Shows in the EC Spotlight for February

THE OLD MAN AND THE SEA by A.E. Hotchner and Tim Hotchner, from Ernest Hemingway’s novella. Jan. 31 – Feb. 17, Pittsburgh Playhouse with RWS Entertainment.

In a world premiere at Pittsburgh Playhouse, Ernest Hemingway’s The Old Man and the Sea becomes a theater production that you might call “The Old Man and the Play.” Writer A.E. Hotchner, a friend of the late Hemingway and now 101, took charge of adapting the novella for the stage. (Hotchner’s son Tim, also a writer, assisted.) The play hews closely to Hemingway’s spare but symbol-laden plot. An old Cuban fisherman, scorned by neighbors for losing his mojo, goes out to sea to prove them wrong. He battles and reels in a huge marlin. Then, with the prize lashed aside his small boat, he must battle the sharks that come swarming for their shares. The play uses multimedia to help simulate the action. It also marks a new mode of collaboration, as Point Park University, owner of the Playhouse, teamed with RWS Entertainment of New York to produce it. More professional productions with other partners are planned. Anthony Crivello plays the fisherman in The Old Man and the Sea, and Playhouse Artistic Director Ronald Allan-Lindblom directs. In the Highmark Theatre at Pittsburgh Playhouse, 350 Forbes Ave., Downtown.

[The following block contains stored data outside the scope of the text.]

PR #179, opened 2017-05-04
Add parsing for srcset attributes

BitBaron:
Add parsing for srcset attributes
Include Unit Tests for srcset cases


nlevitt:
Thanks Neil!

ETTY by Susan Stein. Feb.7-10, off the WALL productions.

Susan Stein plays the diarist and Holocaust victim Etty Hillesum in 'Etty.' (photo: Ricardo Barros)

Susan Stein plays the diarist and Holocaust victim Etty Hillesum in ‘Etty.’ (photo: Ricardo Barros)

Etty, a one-person play by New York theater artist Susan Stein, re-creates the story of a remarkable woman who has been called an adult counterpart to Anne Frank. Esther “Etty” Hillesum was, like Frank, Jewish and living in Amsterdam when the Nazis invaded. She too kept a diary that was later published, in book form, after her death in a concentration camp. But the parallels end there. During the Nazi occupation, Etty Hillesum never went into hiding. She was in her twenties at the time, highly educated and keenly inquisitive. Her writings reflect a young woman living a full and somewhat chaotic life, while searching earnestly for a spiritual grounding and her rightful place in the world—a search greatly complicated by the terrors she witnessed, as the campaign to eliminate the Jews closed in around her. Stein’s play, drawn from Etty’s diary and letters she wrote, is said to be profoundly moving. Off the WALL productions presents Stein performing Etty at Carnegie Stage, 25 W. Main St., Carnegie.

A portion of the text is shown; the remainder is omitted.